I look at the LTLP in surprise. She is making annoyed gestures towards my laptop.

“But it’s Jethro Tull!” I protest.

“That,” she replies, narrowing her eyes like the scary poster of Tony Blair, “is my point.”

One of the great things that I have discovered about Spotify, which – in any event – is the best thing in the world, is that it contains loads of progressive rock. iTunes does not have much progressive rock, as it does not have enough memory, whereas with Spotify it is almost as if your computer has grown a beard. Therefore I have been catching up on all the immense works that I remember from vinyl.

The trouble is that couples work on Venn diagrams when it comes to musical appreciation. The overlapping bit in the middle on our particular Venn diagram does not contain many bands, and sometimes you can have too much Proclaimers or the free ‘Chill Out’ CD that was once taped to the front of the Observer newspaper.

I am a bit cross with her closed mind attitude.

“I think you should give it more of a chance,” I say. “I know progressive rock does have a bit of a bad reputation, but the interesting thing is that the best, most well-regarded stuff – your Genesises, your Tulls, even something like Tubular Bells – essentially consists of a series of cracking tunes linked by short musical bridges. So whilst it’s those bridges that define the genre, if you like, it really just goes back to those cracking tunes, which are the essence of pop music anyway.”

“Aside from Yes,” I admit, “who sound like an explosion in a wank factory.”

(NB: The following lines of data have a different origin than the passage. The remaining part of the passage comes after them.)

PR #29130, opened 2026-07-19
[front] perf: throttle capability refreshes

spolu:
## Description

Reduce repeated capability-list requests by applying a one-minute SWR deduplication window and a five-minute focus revalidation throttle.

The policy is scoped to the preloaded capabilities picker and input-bar slash menu. The shared skills, spaces, and available MCP server hooks now accept per-consumer SWR options, leaving other screens' refresh behavior unchanged.

## Tests

N/A, tested locally.

## Risk

Low. Initial loads and explicit mutations still revalidate immediately; only automatic duplicate and focus-triggered refreshes are throttled.

## Deploy Plan

- deploy `front`

### DIFF
--- a/front/lib/swr/capabilities.ts
+++ b/front/lib/swr/capabilities.ts
@@ -1,0 +1,9 @@
+import type { SWRConfiguration } from "swr";
+
+const CAPABILITIES_DEDUPING_INTERVAL_MS = 60 * 1000;
+const CAPABILITIES_FOCUS_THROTTLE_INTERVAL_MS = 5 * 60 * 1000;
+
+export const CAPABILITIES_SWR_OPTIONS = {
+  dedupingInterval: CAPABILITIES_DEDUPING_INTERVAL_MS,
+  focusThrottleInterval: CAPABILITIES_FOCUS_THROTTLE_INTERVAL_MS,
+} satisfies SWRConfiguration;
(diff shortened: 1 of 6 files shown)


spolu:
PMRR

front/lib/swr/capabilities.ts
```diff
@@ -0,0 +1,9 @@
+import type { SWRConfiguration } from "swr";
+
+const CAPABILITIES_DEDUPING_INTERVAL_MS = 60 * 1000;
+const CAPABILITIES_FOCUS_THROTTLE_INTERVAL_MS = 5 * 60 * 1000;
+
+export const CAPABILITIES_SWR_OPTIONS = {
+  dedupingInterval: CAPABILITIES_DEDUPING_INTERVAL_MS,
+  focusThrottleInterval: CAPABILITIES_FOCUS_THROTTLE_INTERVAL_MS,
```
aubin-tchoi, line 8: might as well disable revalidateIfStale and revalidateOnFocus tbh

aubin-tchoi (approved):

front/lib/swr/capabilities.ts
spolu: hmmm why?

ykmsd: I don't think we should disable? We still want to revalidate in case something has changed, and iiuc this throttles now controlling the frequency?

ykmsd (commented):
👍

front/lib/swr/capabilities.ts
aubin-tchoi: if we only revalidate once every hour isn't more or less the same as considering the data static?

ykmsd: it's once every minute right? 🤔

spolu: Yes this moves to:

- 1m for dedup (2 hoooks asking for the same thing. Now N hooks asking for the same thing will get the same data for 1mn)
- 5m for focus (if I switch tab back and forth will get refreshed only if stale for more than 5mn)

aubin-tchoi: ahh I misread that, though it was once every hour

aubin-tchoi: nvm then!

PR #30379, opened 2026-08-11
feat(sandbox): lock-scoped conversation scope resolution + strict sandbox destroy on moves

smb2268:
## Description

Follow up of `30386` (stacked on it), which makes every sandbox create/wake resolve the conversation's pod association inside the lifecycle lock. This PR is the move-side half: moving a conversation did nothing to its **existing** sandbox, which kept the previous pod's token, env vars, and secrets for as long as it stayed warm (env is injected at creation only, so even a sleep/wake cycle would not fix it).

**Moves become strict scope transitions** — no new state, no schema change; the lifecycle lock, `killRequestedAt`, and the deleted-state recreate path do all the work. Both move functions run through `withScopeTransition`, one lock hold covering three phases:

1. **prepare** — the conversation is re-fetched under the lock and source-pod validation runs against that fresh state (never the caller's snapshot, so two concurrent moves cannot both validate against the same source). A validation failure aborts with the runtime untouched — a rejected move cannot grief the sandbox.
2. **strict destroy** — `killRequestedAt` → provider destroy → mark deleted.
3. **commit** — the DB association change, using the lock-fetched conversation. The move's transaction is created and committed inside the lock hold; the previous optional outer-transaction parameter is gone (a commit deferred past the lock release would reopen the race the lock closes).

A concurrent Computer command can neither keep a pre-move sandbox alive nor create one from the pre-move scope (scope resolution holds the same lock, per the base PR); its next invocation recreates the sandbox in place (row and owner link survive) with the new pod's claims, env, and mounts. The conversation's egress policy file and GCS files are preserved.

**Crash/failure matrix** (all recovery via existing machinery):

| Failure | Outcome |
| --- | --- |
| Crash after kill-request, before provider destroy | Next access hits the kill-requested branch (or the reaper) and finishes the destroy + recreate |
| Provider destroy fails | Move fails (fail closed, association unchanged); the kill request left behind lets the next access complete the reset in the still-current scope |
| Crash after destroy, before the DB move commits | Sandbox gone, conversation unmoved — next access recreates the old scope |
| No sandbox provider configured (dev/test) | Transition runs with a vacuous runtime destroy — nothing can be running |

Sandboxes already running at deploy keep their pre-cutover token until they naturally sleep/wake (fail closed: their old scope is a strict subset of the new one, so nothing over-grants — at worst a new conversation-scoped approval is inert on a warm sandbox until it cycles). With pods feature-flagged the affected population is a handful at most; no migration or sweep is warranted.

## Risk

Worst case, a provider destroy outage makes moves fail while it lasts (fail closed, nothing over-grants, sandboxes recover via the kill request on next access). Safe to rollback: no schema change, no new state.

## Deploy Plan

- [ ] Deploy front with (or after) the base `30386` — the strict destroy assumes creates/wakes resolve scope under the same lock

## Tests

Tested manually all conversation move scenarios

Resource layer pins the transition machinery: prepare → destroy → commit ordering under the lock, a failed validation leaving the runtime untouched (no destroy, no kill mark), destroy failure leaving the kill request and failing the operation, provider NotFound proceeding, no-sandbox and no-provider paths, and both callbacks receiving the lock-fetched conversation. Move tests assert the sandbox ends deleted + kill-requested on both move directions, and that validation runs against the conversation's current state rather than a stale caller snapshot. (Scope-resolution coverage lives in the base `30386`.)

Drive-by 🚗: the global test-redis mock never returned `"OK"` for `SET NX`, so any suite exercising `executeWithLock` (including the selected-spaces suite once moves took the lock) spun the acquire loop into a 30s timeout — the mock now honors the NX/PX/unlock contract, which is what the two "selected Spaces" CI failures were. (`executeWithLock` is mocked in the move suite — Redis-less test env; its semantics are pinned at the resource layer.)

### DIFF
--- a/front/lib/api/projects/conversations.test.ts
+++ b/front/lib/api/projects/conversations.test.ts
@@ -25,19 +25,7 @@ import { isPodConversation } from "@app/types/assistant/conversation";
 import type { ModelId } from "@app/types/shared/model_id";
 import type { WorkspaceType } from "@app/types/user";
 import { Op } from "sequelize";
-import { beforeEach, describe, expect, it, vi } from "vitest";
-
-// The scope-transition lock (executeWithLock) needs Redis, which these
-// DB-level tests don't run; its ordering semantics are pinned in
-// sandbox_resource.test.ts. Here the callback just runs.
-vi.mock(import("@app/lib/lock"), async (importOriginal) => {
-  const actual = await importOriginal();
-  return {
-    ...actual,
-    executeWithLock: async <T>(_lockName: string, callback: () => Promise<T>) =>
-      callback(),
-  };
-});
+import { beforeEach, describe, expect, it } from "vitest";
 
 async function fetchRegularAutoGroup(
   space: SpaceResource,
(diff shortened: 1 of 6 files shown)


fontanierh (approved):
LGTM

PR #30380, opened 2026-08-11
feat(sidekick): use Fast auto stream on first turn, Standard on follow-ups

Nils-Fedrigo:
## Description

closes https://github.com/dust-tt/tasks/issues/10044

The Agent Builder Sidekick previously selected concrete models inline: Haiku (small whitelisted model) on the first turn and the workspace's large whitelisted model on follow-ups.

This routes it through the Auto tier streams instead:

- **New-agent-from-scratch first turn** → unchanged (`NOOP_MODEL_CONFIG`, static response, no LLM call).
- **Any other first turn** → the **Fast** stream (`auto_fast`).
- **Follow-up turns** → the **Standard** stream (`auto`).

Both sentinels are resolved to a concrete model + reasoning effort at message-send time by `resolveModel`, which already routes stream ids directly through `getModelForStream` regardless of the `models_picker` flag. So Sidekick gets the tiered routing in every workspace without depending on the picker being enabled.

## Tests

Covered by the existing `resolveModel` suite (`front/lib/api/assistant/models.test.ts`), which already asserts that a stream-configured agent resolves through `getModelForStream` (including without `models_picker`). Sidekick sets its model to `auto_fast` / `auto`, which flow through that same path. `tsgo --noEmit` clean.

### DIFF
--- a/front/lib/api/assistant/global_agents/configurations/dust/sidekick.ts
+++ b/front/lib/api/assistant/global_agents/configurations/dust/sidekick.ts
@@ -6,11 +6,6 @@ import type {
   PrefetchedDataSourcesType,
 } from "@app/lib/api/assistant/global_agents/tools";
 import { dummyModelConfiguration } from "@app/lib/api/assistant/global_agents/utils";
-import {
-  getLargeWhitelistedModel,
-  getSmallWhitelistedModel,
-  selectEnabledModel,
-} from "@app/lib/api/assistant/models";
 import type { Authenticator } from "@app/lib/auth";
 import type {
   AgentConfigurationType,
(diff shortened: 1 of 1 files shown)


fabiencelier (approved):
Nice 
This will effectivevly migrate sidekick to Luna high for 95% of the usage
What if someone does not have access to any standard model, does it automatically downgrade to a fast ?

fabiencelier (changes requested):
Actually, let's eval to see the perf of other models on sidekick befor emerging

fabiencelier (approved):

fabiencelier:
Closes https://github.com/dust-tt/tasks/issues/10044

PR #29247, opened 2026-07-21
[front][sparkle] Redesign input bar menu: unified + dropdown, model on the right, mic/send toggle

pinotalexandre:
## Summary
- Consolidate the capabilities, attachments, and a new shell-only spaces picker behind a single "+" dropdown next to the agent pill (styled to match the pill's border/shadow treatment).
- Move the model picker to the right side of the input bar.
- Collapse the voice and send buttons into a single slot: mic while idle/empty (or mid-recording), swapping to send once there's text to submit.
- The browser extension's input bar keeps its previous separate attachment/capture flow and left-side model picker unchanged.
- `CapabilitiesPicker` and the new `InputBarSpacesPicker` gained a `type: "dropdown" | "subdropdown"` prop (mirroring the existing pattern on `InputBarAttachmentsPicker`) so they can nest as `DropdownMenuSub` entries inside the new "+" menu.
- Mirrored the whole redesign in the sparkle Storybook `Composer` story (mock capabilities/attachments/spaces + model picker + mic/send toggle).

## Test plan
- [x] `npx tsgo --noEmit` — no new type errors
- [x] `npm run format:changed` — clean
- [x] Verified interactively in Storybook (`composer-composer--floating`): "+" opens with Capabilities / Attach knowledge / Spaces; mic icon swaps to send once text is typed and back to mic when cleared
- [ ] Not yet verified in the real running app (no local dev stack available this session — needs DB/ES/Temporal) — please sanity-check the actual conversation input bar, especially the Spaces shell and the extension's untouched flow, before merging

🤖 Generated with [Claude Code](https://claude.com/claude-code)

PR #30381, opened 2026-08-11
[front] fix: Fix capabilities picker mounting issue

id13:
## Description

The tool config dialog opens and vanishes right away, so you can't configure a tool from
the input bar anymore. Broke this morning with #29247, web only, extension is fine.

The picker now sits inside the + menu content and renders CreateMCPServerDialog in its own
subtree. Radix closes the whole menu when you select an item and unmounts the content, so
the dialog goes with it.

So the picker just reports the server through onSetupServer now, and the creation flow
moved to CapabilitySetupDialog, mounted by InputBarButtons outside both menus.

## Tests

Added a test, it fails if the dialog goes back inside the menu

## Risk

Low
Blast radius: capabilities picker

## Deploy Plan

Deploy front

### DIFF
--- a/front/components/assistant/CapabilitiesPicker.test.tsx
+++ b/front/components/assistant/CapabilitiesPicker.test.tsx
@@ -1,0 +1,227 @@
+import {
+  CapabilitiesPicker,
+  CapabilitySetupDialog,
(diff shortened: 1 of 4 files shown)


smb2268 (approved):
LGTM - thanks for fixing!

PR #30382, opened 2026-08-11
Force Kimi K3 temperature to zero

fontanierh:
## Description

Force Kimi K3 requests through Fireworks to use temperature 0 at the Dust configuration boundary. Keep the provider schema unchanged because Fireworks accepts a wider range.

## Tests

Added a regression test and ran the live 46-case Kimi K3 Fireworks endpoint suite.

## Risk

Low. The change is limited to Kimi K3 request sampling and is safe to revert.

## Deploy Plan

Standard deploy.


flvndvd (commented):
LGTM

PR #30383, opened 2026-08-11
feat(egress-proxy): inherited pod policy layer via podId claim

smb2268:
## Description

Proxy half of the conversation-scoped egress approvals work (front cutover follows in #29432, same split as the egress relayout campaign: proxy capability first, front second).

Adds an optional `podId` claim to the egress JWT and one more layer to the policy evaluation: a domain is allowed if the workspace, owner, **pod**, or legacy sandbox policy allows it. The pod layer reuses the owner-file scheme (`w/{wId}/sandboxes/{podId}.json`) and cache, and fails closed like every other lookup. Tokens without the claim behave exactly as today — nothing mints `podId` until the front PR ships, so this deploys standalone with zero behavior change. Malformed shapes are rejected before evaluation: a signed token carrying `podId` without `wId` or `ownerId` — which no legitimate minter produces — is denied as `invalid_claims`, so a future minting regression can't pick up the pod's inherited allowlist.

## Risk

None on deploy: no tokens carry `podId` yet, and the new branch is unreachable until front mints the claim. Fail-closed lookup; a GCS error never grants. Safe to rollback any time before the front PR deploys.

## Deploy Plan

- [ ] Deploy egress-proxy after merge — must be live **before** #29432 (front) deploys. If front ships first, conversations inside Pods fail closed to workspace + own approvals until the proxy catches up (no over-granting).

## Tests

`podId` claim validation round-trip in jwt unit tests; five integration cases on the authorization branch: conversation-in-pod allowed via inherited pod policy, same token denied without the podId claim, pod-function sandbox allowed through the pod file as its owner file, a conversation's own policy not applying to a pod-function sandbox, and a `podId`-without-`ownerId` token denied even when the pod file allows the domain. 86 total green, fmt + clippy clean.

### DIFF
--- a/egress-proxy/src/connection.rs
+++ b/egress-proxy/src/connection.rs
@@ -162,6 +162,22 @@ async fn handle_connection_inner(
         }
     };
 
+    // A podId only ever accompanies a conversation-in-pod token, which always
+    // carries wId and ownerId. Reject the impossible shapes before policy
+    // evaluation: the proxy is the authorization boundary, and a malformed
+    // (signed) token must not pick up the pod's inherited allowlist through
+    // a future minting regression.
+    if token.pod_id.is_some() && (token.w_id.is_none() || token.owner_id.is_none()) {
+        deny(
+            stream,
+            DenyReason::InvalidClaims,
+            Some(&token),
+            Some(&request),
+        )
+        .await;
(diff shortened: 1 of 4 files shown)


fontanierh (approved):
LGTM

PR #30386, opened 2026-08-11
feat(sandbox): resolve conversation scope inside the lifecycle lock

smb2268:
## Description

Follow up of `29432`. A conversation's pod association is an authorization input — it drives the sandbox's egress claims, pod env vars, and pod mounts — but it was derived from state read **before** the sandbox lifecycle lock (typically the agent loop's conversation snapshot). A move committing between that read and the lock acquisition could create or wake a sandbox in its pre-move pod: the classic case is an agent moving its own conversation mid-loop and invoking the Computer again with its stale snapshot.

**What this PR does:**

1. `ensureActive` gains a `resolveScope` hook that runs as the **first step inside the lifecycle lock**; the conversation adapter implements it as a fresh DB read of `spaceId`. Since a scope transition (a move) holds the same lock, nothing derived from the resolved scope can be invalidated by a concurrent move.
2. The lock-resolved scope feeds the env-var factory (creation) and is returned on `EnsureSandboxResult`, so the ready path derives the filesystem, runtime owner, and egress claims from it — never from the caller.
3. Callers' conversation objects are trusted for **identity only**: the adapter's input type no longer accepts a `spaceId`, making the stale-snapshot pattern unrepresentable at compile time.
4. Pods resolve a constant scope (they cannot move), which keeps `requireRunning`'s lock-free fast path sound.

The move-side half — strictly destroying the sandbox when the association actually changes — is the stacked `30379`.

> [!NOTE]
> This PR previously carried an `egressTokenScope` fingerprint column (persistent per-sandbox scope state + re-mint-on-mismatch). Review concluded the lifecycle lock and existing columns already provide the guarantee for strict destroy/recreate semantics, so the schema change is gone — this diff replaces it, no migration anywhere in the stack.

## Risk

Worst case, the under-lock conversation fetch fails and sandbox bring-up errors (fail closed — no sandbox runs with unverified scope). One extra indexed read per ensure call, on a path that already does a provider round-trip. Safe to rollback: no schema change, no new state.

## Deploy Plan

- [ ] Deploy front (no ordering constraints)

## Tests

Adapter level: a conversation moved in the database gets the new pod's env vars with no `spaceId` accepted from the caller. Lifecycle level: the ready path derives egress claims, runtime owner, and mounts from the returned scope and ignores stale caller snapshots (both directions: pod gained, pod lost).

### DIFF
--- a/front/lib/api/sandbox/lifecycle.test.ts
+++ b/front/lib/api/sandbox/lifecycle.test.ts
@@ -106,16 +106,13 @@ vi.mock("@app/logger/logger", () => {
   return { default: logger };
 });
 
-import { Authenticator } from "@app/lib/auth";
-import { ConversationResource } from "@app/lib/resources/conversation_resource";
+import type { Authenticator } from "@app/lib/auth";
 import type { SandboxResource } from "@app/lib/resources/sandbox_resource";
 import { AgentConfigurationFactory } from "@app/tests/utils/AgentConfigurationFactory";
 import { ConversationFactory } from "@app/tests/utils/ConversationFactory";
 import { createResourceTest } from "@app/tests/utils/generic_resource_tests";
 import { SandboxFactory } from "@app/tests/utils/SandboxFactory";
-import { SpaceFactory } from "@app/tests/utils/SpaceFactory";
 import type { ConversationType } from "@app/types/assistant/conversation";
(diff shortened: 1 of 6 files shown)


fontanierh (approved):
LGTM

I warm to my theme. “So whilst many people have likened Progressive Rock to classical music, I’d say that it’s more to do with the traditions of opera – big numbers with a theme and links.”

I am pleased with my analysis. Sometimes I think that I should have been a teacher; perhaps I might re-train one day. There is nothing quite as satisfying as imparting learning to people.

“I think it’s shit,” she replies.

I am annoyed once more. The problem with being a teacher in the twenty-first century is that trendy teaching theories have made it all but impossible to exclude pupils.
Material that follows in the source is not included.